Publication: The Day

Published October 10. 2010 4:00AM   Updated October 10. 2010 4:36AM
Abigail Pheiffer/ The Day
Longshoremen Peter Olsen of Clinton, left, Mike Murphy of New London, center, and Brendan McGuirk, of Waterford, secure ropes of the Crown Princess cruise ship as it docks at the State Pier in New London on Saturday.

New London - Even the citizens of a giant floating city appreciate the small-town touch.

Shirley Harris of North Vancouver, British Columbia, who was one of the 3,000 passengers to arrive in New London Saturday aboard the massive Crown Princess cruise ship, spent plenty of time volunteering earlier this year during the Winter Olympics.

So, she made a note to pay a visit to the 15 volunteers working at the welcome center at Union Station.

Harris struck up a friendly chat with New London Waterfront coordinator Barbara Neff, who was dispensing information and passing out brochures about sights in the city, then she reached into her bag.

" I want you have this," Harris said, pulling out a Canadian flag pin and handing it to Neff.

In turn, Neff dashed to her nearby office to retrieve a gift for Harris - a pin of the official seal of the City of New London.

"You can't buy one of these," Neff said, who was then the recipient of warm hug.

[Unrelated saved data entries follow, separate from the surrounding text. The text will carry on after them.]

PR #240, opened 2018-08-28
Add ss: protocol to frame-src CSP

alalamav:
Fixes opening `ss://` links in the "get connected" flow.


trevj:
Oh nice, thank you.

PR #259, opened 2018-10-01
enable BBR on new DigitalOcean droplets

trevj:
Tested this just now with a DigitalOcean server in London, seems to work great.


trevj:
@sandrigo FYI this is for the magic experience

sandrigo:
Mega W00t!

PR #268, opened 2018-10-10
Restrict Shadowbox outbound access to localhost

alalamav:
* Uses the `--acl` option in `ss-server` to restrict outbound access to local and multicast subnets.
* This should be removed once we migrate to shadowsocks-go.

FYI, @fortuna.


alalamav:
Sure! Done in 51c006c.

PR #10, opened 2017-02-07
It's time to switch to Morty

sashko:


pelux-base.xml
```diff
@@ -2,25 +2,25 @@
...
-  <project remote="github" revision="master"  name="Pelagicore/meta-pelux"           path="sources/meta-pelux" />
+  <project remote="github" revision="master" name="Pelagicore/meta-pelux"  path="sources/meta-pelux" />
 
   <!-- GENIVI stuff -->
-  <project remote="yocto" revision="11.0" name="meta-ivi" path="sources/meta-ivi" />
+  <project remote="yocto" revision="experimental" name="meta-ivi" path="sources/meta-ivi" />
 
   <!-- Qt Support stuff -->
-  <project remote="github" revision="krogoth" name="meta-qt5/meta-qt5" path="sources/meta-qt5"/>
+  <project remote="github" revision="morty" name="meta-qt5/meta-qt5" path="sources/meta-qt5"/>
```
GordanM: I would prefer to use the meta-qt5 fork from code.qt.io (http://code.qt.io/cgit/yocto/meta-qt5.git/log/?h=5.8). 
So far it has proven to be more clean, stable and the releases follow both the minor and mayor release versions very well. Also, the maintainers push the patches to upstream meta-qt5 and contribute to the -next branches. So the patches you apply on the code.qt.io fork will be applied to mainline once that Qt version is supported by the mainline meta layer.

Gagi2k: +1

DunderRoffe: +1

sashko: Will do with separate commit.

PR #30, opened 2017-03-23
pelux-base: bump meta-ivi to 12.0

sashko:


pelux-base.xml
```diff
@@ -38,7 +38,7 @@
 
   <!-- GENIVI stuff -->
   <project remote="github"
-           revision="f4ee00a42565ed6640493b7f8c9f1069e9d4b693"
+           revision="12.0"
```
DunderRoffe: Please use static revisions. Tracking branches tends to result in builds failing without anyone doing any updates. This has already happened once to pelux-manifests and it was a real pain to debug.

PR #35, opened 2017-05-03
Update to morty

erikboto:
This updates most layers to use a recent commit from morty-branches.


DunderRoffe:
The build failure is false. I have verified that it actually was successful.

PR #37, opened 2017-05-04
scripts: add mkefiWrap script

DunderRoffe:
Add script for speeding up the process of putting images on SD-cards and
USB-sticks.

Signed-off-by: Viktor Sjölind <viktor.sjolind@pelagicore.com>

### DIFF
--- a/pelux-base.xml
+++ b/pelux-base.xml
@@ -32,7 +32,7 @@
            path="sources/meta-virtualization"/>
 
   <project remote="github"
-           revision="515f5cc2ef3911d9cf471dc4e8ece1b76a34b4c6"
+           revision="d224ee09f62b84be734be6e3959abf48347dfa91"
            name="Pelagicore/meta-pelux"
            path="sources/meta-pelux" />
 


DunderRoffe:
Offline comments from @rpannek  and @erikboto suggests that the scripts should be moved to meta-pelux or meta-bistro. However, I forgot the reasoning could you refresh my memory?

rpannek:
meta-bistro is a layer whith all kinds of software on top of meta-ivi, so it's more probabry to be used more often than the pelux-manifests, especially the manifests will be forked by each project so we can't update this script as easily. But now I'm not sure about the future role of meta-bistro, so meta-plux might be a good way too, or perhaps upstream it to poky and make the functionality part of mkefidisk.sh instead?

erikboto:
When working you usually don't have the manifest git easily accessible since it is only used by repo, but meta-pelux would be easily accessible under sources/meta-pelux.

DunderRoffe:
OK I will move the script to meta-pelux and update this PR accordingly.

DunderRoffe:
Pending: https://github.com/Pelagicore/meta-pelux/pull/10

erikboto:
Now merged in meta-pelux, closing this PR.

PR #42, opened 2017-05-16
meta-pelux: revision update

GordanM:
Adds GENIVI/dlt-daemon and depends on meta-ivi update.

Signed-of-by: Gordan Markuš <gordan.markus@pelagicore.com>


GordanM:
@DunderRoffe I've made a test build which passed but I haven't deployed it on the target.

Issue #22, opened 2017-03-08
Vagrantfile only allows Intel conf


thenor:
When Vagrantfile is setting TEMPLATECONF it checks for a directory which only exists if one of the Intel manifests is used. This is not a problem as long as only Intel manifests exist, but can become an issue in the future.

PR #43, opened 2017-05-17
WIP: Vagrantfile: add possibility to use TEMPLATECONF from other BSP layers

erikboto:
This fixes https://github.com/Pelagicore/pelux-manifests/issues/22. 

It will now try to get TEMPLATECONF from meta-pelux-bsp-<BSP> where BSP is set as an environment variable in the same way MANIFEST and BITBAKE_IMAGE are passed. I made BSP default to intel if nothing is set to not break any previous behavior, but maybe we want to force this input?

Instead of specifying BSP we could also enforce a strict naming scheme of manifests, so that the bsp-name can be extracted from there. Like pelux-\<BSP\>-whatever, but that might just be confusing for future users?

### DIFF
--- a/README.md
+++ b/README.md
@@ -9,8 +9,9 @@ Building an Image
 
 The following manifests can be used for a build:
 
-* `pelux-intel.xml` - For building the `core-image-pelux` image
+* `pelux-intel.xml` - For building the `core-image-pelux` image for Intel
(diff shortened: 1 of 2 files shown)


erikboto:
@DunderRoffe @thenor I've updated now to the other solution, where BSP is extracted from manifest name. Please re-review!

PR #45, opened 2017-05-26
pelux: update components

GordanM:
* Cleanup commits in meta-bistro
* Moving fstab file from the BSP layers to meta-pelux


GordanM:
@DunderRoffe you are right, sure will do!

PR #46, opened 2017-05-30
Jenkinsfile: Switched to pipeline syntax

breakreturn:


rpannek:
@breakreturn you added the invalid label here, should we close this PR if it's invalid?

breakreturn:
@rpannek No I'll close it or remove the label in a bit. I use this PR at the moment for testing the CI flow on pull requests. I just added the label to people wouldn't spend time reviewing some temporary stuff.

DunderRoffe:
A side note is that it would be nice to add an additional step that exports the artifacts from the build. Currently all of them are thrown away.

PR #47, opened 2017-05-31
Support for docker

DunderRoffe:
Add support for running docker as vagrant provider

### DIFF
--- a/Dockerfile
+++ b/Dockerfile
@@ -1,0 +1,22 @@
+FROM ubuntu:16.04
+
+RUN mkdir /var/run/sshd
+RUN apt-get update
+RUN apt-get install -y openssh-server sudo
+
+# Required by bitbake
+RUN apt-get install -y cpio
+
+# en_US.utf8 is required by Yocot sanity check
+RUN apt-get install -y locales && rm -rf /var/lib/apt/lists/* \
+    && localedef -i en_US -c -f UTF-8 -A /usr/share/locale/locale.alias en_US.UTF-8
+ENV LANG en_US.utf8
+
+RUN useradd vagrant --create-home --user-group --groups sudo
+RUN echo 'vagrant:vagrant' | chpasswd
+
+RUN echo 'vagrant ALL=(ALL) NOPASSWD:SETENV: ALL' > /etc/sudoers.d/vagrant
+
+EXPOSE 22
+CMD  ["/usr/sbin/sshd", "-D"]
+
--- a/Vagrantfile
+++ b/Vagrantfile
@@ -26,11 +26,25 @@ end
 
 Vagrant.configure(2) do |config|
 
-    config.vm.box = "debian/jessie64"
+    # Prefer docker over virtualbox since it is listed first
+    # meaning that docker should run if no '--provider' is supplied
+    # when calling vagrant up
+    config.vm.provider "docker" do |d, configOverride|
+        d.build_dir = "."
+        d.pull = true
+        d.has_ssh = true
 
-    config.vm.provider "virtualbox" do |vb|
+        # Overrides for 'config' unique for docker
+        configOverride.ssh.username = "vagrant"
+        configOverride.ssh.password = "vagrant"
+    end
+
+    config.vm.provider "virtualbox" do |vb, configOverride|
         vb.memory = ram * 1024
         vb.cpus = cpus
+
+        # Overrides for 'configs' unique for virtualbox
+        configOverride.vm.box = "debian/jessie64"
     end
 
 
@@ -97,6 +111,7 @@ Vagrant.configure(2) do |config|
     config.vm.provision "shell",
         args: ["/home/vagrant/pelux_yocto/", bitbake_image],
         privileged: false,
+        env: {"LANG" => "C.UTF-8"},
         path: "vagrant-cookbook/yocto/build-images.sh"
 end
 
--- a/Vagrantfile
+++ b/Vagrantfile
@@ -33,9 +33,6 @@ Vagrant.configure(2) do |config|
         vb.cpus = cpus
     end
 
-    # Attach an extra disk to /home/vagrant
-    eval (File.read 'vagrant-cookbook/host-system-config/attach-extra-disk.vagrantfile')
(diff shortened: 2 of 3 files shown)


Vagrantfile
```diff
@@ -33,9 +33,6 @@ Vagrant.configure(2) do |config|
         vb.cpus = cpus
     end
 
-    # Attach an extra disk to /home/vagrant
-    eval (File.read 'vagrant-cookbook/host-system-config/attach-extra-disk.vagrantfile')
-    config.vm.provision "shell", args: ["/dev/sdb"], path: "vagrant-cookbook/host-system-config/create-disk.sh"
```
rpannek: Will the available disk have enough space for everything?

DunderRoffe:
Currently I do not get bitbake to run in Docker due to Python complaining about no UTF-8 locale. However, I tried installing it through the `Dockerfile` but still no success. Any ideas?

Dockerfile
```diff
@@ -0,0 +1,20 @@
...
+  && localedef -i en_US -c -f UTF-8 -A /usr/share/locale/locale.alias en_US.UTF-8
+ENV LANG en_US.utf8
+
+RUN useradd vagrant --create-home --user-group --groups sudo
+RUN echo 'vagrant:vagrant' | chpasswd
+
+RUN echo 'vagrant ALL=(ALL) NOPASSWD:SETENV: ALL' > /etc/sudoers.d/vagrant
+
+EXPOSE 22
+CMD ["/usr/sbin/sshd", "-D"]
```
rpannek: Shouldn't you do that via systemd instead? Especially the next time you start a docker container you want it running too don't you? Or if you run everything via the docker command you don't need sshd there, getting the artifacts could work by bindmounting in a directory from the outside.

breakreturn:
@dunderroffe Have you tried a less minimal distro to resolve the locale thing?

Vagrantfile
```diff
@@ -26,28 +26,36 @@ end
...
+        d.pull = true
+        d.has_ssh = true
+
+        # Overrides for 'config' unique for docker
+        configOverride.ssh.username = "vagrant"
+        configOverride.ssh.password = "vagrant"
+    end
 
-    config.vm.provider "virtualbox" do |vb|
+    config.vm.provider "virtualbox" do |vb, configOverride|
```
breakreturn: If we get Docker working as we want, I don't think we should support VBox anymore. If we won't use VBox ourselves it's very likely that it will break or become unstable etc, without us noticing it.

jonte: By removing VBox support, we also lose Mac & Windows users (which may not be interesting anyway). Just saying.

rpannek: You can use Docker on Windows https://docs.docker.com/docker-for-windows/ and macOS https://docs.docker.com/docker-for-mac/ too.

jonte: @rpannek .. which will load up a virtual machine.. I guess that will work, not sure if it is better than using VBox directly though.

breakreturn: @jonte Good point. But I'm not saying that it's not wanted, I'm just saying that our support for it is likely to break unless we use it ourselves. Or if we actively test it etc ofc. But I'm not sure that would be prioritized unless we have actual users that wants it. Maybe we do?

jonte: It shouldn't be that work work to just add it back when/if we need it in the future I guess. We just have to be careful to not use docker-specific functionality. If we keep it, we could just have one CI job running on VBox just to make sure it still works. I think having Windows & Mac support is a pretty nice feature.

Vagrantfile
DunderRoffe: I do not know. It might be the case that we need to add this again. However, it does not work in this setup since it is hard coded for VBox. So at the very least it needs some overhaul either way.

Dockerfile
DunderRoffe: Yes you are right. Will fix

Vagrantfile
rpannek: I do think that it is better because most of the users wouldn't have the huge overhead of VirtualBox but those which can't run in nativelly on linux are still able to use it.

breakreturn: @jonte I've started to try and find out internally about how prepared we are to support this, let's see what comes up. In the meantime, we really would benefit from having a Docker provider so for me it's fine to merge this as it is and perhaps change later.

DunderRoffe:
@rpannek tried to change the way sshd is started. Did not work. Lets get a working version first then we can optimize it :)

Vagrantfile
gillesfernandez: I'd say we should go to Docker as it will also provide the support for VBox for us. It's not a lot of work, but still.

DunderRoffe:
CI result
`core-image-pelux` builds fine
`core-image-pelux-qt` fails while building `qtapplicationmanager` and `qtlocation`

```
==> default: NOTE: Tasks Summary: Attempted 4561 tasks of which 19 didn't need to be rerun and 2 failed.
==> default: 
==> default: Summary: 2 tasks failed:
==> default:   /home/vagrant/pelux_yocto/sources/meta-boot2qt/recipes-qt/automotive/qtapplicationmanager_git.bb:do_compile
==> default:   /home/vagrant/pelux_yocto/sources/meta-qt5/recipes-qt/qt5/qtlocation_git.bb:do_compile
==> default: Summary: There were 11 WARNING messages shown.
==> default: Summary: There were 4 ERROR messages shown, returning a non-zero exit code.
```

DunderRoffe:
Solved the build issue by consulting @e8johan which had some advice earlier from @erikboto, long story short: yocto fails to build the qtdbustocpp natively on Debian. However, this is not a problem in Ubuntu. Therefore the docker image now run Ubuntu. Personally I would prefer to run Debian but lets deal with the discussion of what OS to run the builds on outside this PR.

@breakreturn @rpannek @gillesfernandez @jonte what do you think about this solution?

rpannek:
That sounds reasonable to me.

breakreturn:
@DunderRoffe Yeah I agree, let's get this working in the CI system and then keep talking about what we'd like to improve as we go along.

PR #48, opened 2017-06-01
pelux distro: update bistro, PELUX and BSP layers

GordanM:
This introduces PELUX as a Yocto distribution. The distribution conf file
as well as the image files can be found in the meta-pelux layer. Distro
and image configuration has been moved from the BSP meta layers
local.conf files to the meta-pelux layer. The meta-bistro layer is used
as an aggregate of Pelagicore components and bbappends.

### DIFF
--- a/pelux-base.xml
+++ b/pelux-base.xml
@@ -22,7 +22,7 @@
            path="sources/poky"/>
 
   <project remote="github"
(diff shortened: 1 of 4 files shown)


GordanM:
@rpannek done :)

GordanM:
@rpannek can you check the commit message now?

Volunteers both at Union Station and at State Pier proved to be an essential part of the Crown Princess' six-hour sojourn in New London.

Connecticut Cruise Ship Task Force director George Cassidy enlisted members of his family to help direct traffic around the pier and to provide information to passengers.

"It helps that a lot of the volunteers are cruisers and know what they like," Cassidy said.

New London Main Street provided trained tour guides to staff the coaches that ferried passengers from the pier to downtown New London.

As a Peter Pan bus made its way along Crystal Avenue, tour guide Mary Christina pointed out several of the city's architectural features, including the Mohican Hotel and First Congregational Church.

Christina also noted the region's connection with submarines.

"With some luck you might see one," she said.

Members of Bike New London had bicycles painted Whaler green and gold available for passengers to use for free, along with a map of scenic routes in the city.

"It's a great way to see the city," Rob Bareiss from Bike New London said.

Bareiss said that at one point all of the eight available bikes were in use.

Downtown New London swelled with tourists visiting shops or having lunch outside on an abnormally warm October day.

Traffic on State and Bank streets was clogged for a short while around 11 a.m. as a freight train in the station blocked the entrance to the Waterfront Park, leaving some tour buses stuck.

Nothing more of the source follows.